(Beginning of STORED DATA)

PR #4738, opened 2026-02-20
[Windows port PR4] refactor: split client signal handling into platform files

divens:
[PR4](https://github.com/zellij-org/zellij/issues/316#issuecomment-3920047803) of the Windows port.

Extract signal handling from os_input_output.rs into platform-specific files, mirroring the server-side architecture from PR3:

- os_input_output_unix.rs: AsyncSignalListener (tokio unix signals), BlockingSignalIterator (signal_hook)
- os_input_output_windows.rs: stubs (unimplemented)
- os_input_output.rs: shared SignalEvent enum, AsyncSignals trait, handle_signals() now uses BlockingSignalIterator + SignalEvent

Moved signal-hook to cfg(unix)-only dependency in zellij-client.

### DIFF
--- a/zellij-client/Cargo.toml
+++ b/zellij-client/Cargo.toml
@@ -36,7 +36,6 @@ regex = { workspace = true }
 serde = { workspace = true }
 serde_json = { workspace = true }
 serde_yaml = { version = "0.8", default-features = false }
-signal-hook = { workspace = true }
 termwiz = { workspace = true }
 url = { workspace = true }
 uuid = { workspace = true }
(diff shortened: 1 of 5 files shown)


zellij-client/Cargo.toml
```diff
@@ -49,6 +48,9 @@ tokio-tungstenite = { version = "0.20", features = ["native-tls"] } #TODO: see a
 futures-util = "0.3"
 urlencoding = "2.1"
 
+[target.'cfg(unix)'.dependencies]
```
imsnif: Could we make this `cfg(not(windows))` to match the rest of our related patterns?

imsnif:
Good to merge after addressing the above comment

zellij-client/Cargo.toml
divens: done

imsnif:
Great, next!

(End of STORED DATA)

ACTION ITEM — Recopy all the entries faithfully, leaving none out.

SOLUTION —
PR #4738, opened 2026-02-20
[Windows port PR4] refactor: split client signal handling into platform files

divens:
[PR4](https://github.com/zellij-org/zellij/issues/316#issuecomment-3920047803) of the Windows port.

Extract signal handling from os_input_output.rs into platform-specific files, mirroring the server-side architecture from PR3:

- os_input_output_unix.rs: AsyncSignalListener (tokio unix signals), BlockingSignalIterator (signal_hook)
- os_input_output_windows.rs: stubs (unimplemented)
- os_input_output.rs: shared SignalEvent enum, AsyncSignals trait, handle_signals() now uses BlockingSignalIterator + SignalEvent

Moved signal-hook to cfg(unix)-only dependency in zellij-client.

### DIFF
--- a/zellij-client/Cargo.toml
+++ b/zellij-client/Cargo.toml
@@ -36,7 +36,6 @@ regex = { workspace = true }
 serde = { workspace = true }
 serde_json = { workspace = true }
 serde_yaml = { version = "0.8", default-features = false }
-signal-hook = { workspace = true }
 termwiz = { workspace = true }
 url = { workspace = true }
 uuid = { workspace = true }
(diff shortened: 1 of 5 files shown)


zellij-client/Cargo.toml
```diff
@@ -49,6 +48,9 @@ tokio-tungstenite = { version = "0.20", features = ["native-tls"] } #TODO: see a
 futures-util = "0.3"
 urlencoding = "2.1"
 
+[target.'cfg(unix)'.dependencies]
```
imsnif: Could we make this `cfg(not(windows))` to match the rest of our related patterns?

imsnif:
Good to merge after addressing the above comment

zellij-client/Cargo.toml
divens: done

imsnif:
Great, next!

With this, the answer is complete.